Each thread performs:

10,000,000 increments

Since two threads execute the same function, the expected result would be:

20,000,000

However, the program produces different outputs on different runs.

Example outputs might be:

Count is: 13847291
Count is: 19753122
Count is: 16488234

This behavior is non-deterministic. The cause is a race condition.

2. Shared Variables Between Threads

The variable

static int counter = 0;

is:

  • Global
  • Shared across all threads
  • Stored in the .bss section of the program’s memory.

Because both threads access and modify this variable simultaneously, they may interfere with each other's operations.

3. The counter++ Operation Is Not Atomic

At the source level, counter++ looks like a single instruction. However, at the machine level it expands into multiple instructions.

Example assembly representation:

I1: MOV eax, 0x8049a1c
I2: ADD eax, 1
I3: MOV 0x8049a1c, eax

Steps performed:

  1. Load the value of counter into register eax
  2. Increment the register
  3. Store the value back to memory

Because these steps are separate instructions, thread scheduling can interrupt them.

4. How the Race Condition Happens

Assume:

counter = 90

Thread T1 starts execution

I1: eax = counter   → eax = 90
I2: eax = eax + 1   → eax = 91

Before executing I3, the scheduler preempts the thread.

Current state:

T1: eax = 91
counter = 90

Thread T2 executes

Thread T2 reads the same value.

I1: eax = counter   → eax = 90
I2: eax = eax + 1   → eax = 91
I3: counter = eax   → counter = 91

Thread T2 finishes.

Thread T1 resumes

The scheduler restores the thread's state from its Thread Control Block (TCB).

eax = 91
counter = 90
PC → I3

Now instruction I3 executes:

counter = eax → 91

Final result

Instead of two increments:

90 → 91 → 92

we get:

90 → 91

The increment was lost.

5. Race Condition

This scenario is known as a Race Condition.

A race condition occurs when:

  • Multiple threads access shared data
  • At least one thread modifies the data
  • Execution order affects the final result

Because thread scheduling is unpredictable, the program produces non-deterministic results.

6. Critical Section

The problematic part of the code is:

counter++;

This is called a Critical Section.

A critical section is a piece of code that:

  • Accesses shared resources
  • Must not be executed by multiple threads simultaneously

7. Mutual Exclusion

To fix the problem, we must enforce Mutual Exclusion.

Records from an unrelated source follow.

PR #8590, opened 2022-05-11
Added generated mock that was not in source control

reggieriser:
## Summary

I noticed when doing a clean build that we had one mock -- `CustomerSupportRemarksFetcher.go` -- that was generated but not in source control.


Ryan-Koch (approved):
Thanks for this PR, this was an oversight on my part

Mutual exclusion ensures that:

Only one thread can execute the critical section at a time

This is typically implemented using:

  • Mutex locks
  • Spinlocks
  • Atomic operations
  • Semaphores

8. Why the Output Is Non-Deterministic

Thread scheduling depends on:

  • CPU scheduling decisions
  • Interrupts
  • OS timing
  • Hardware concurrency

Therefore the interleaving of instructions changes every run. This leads to different final values of counter.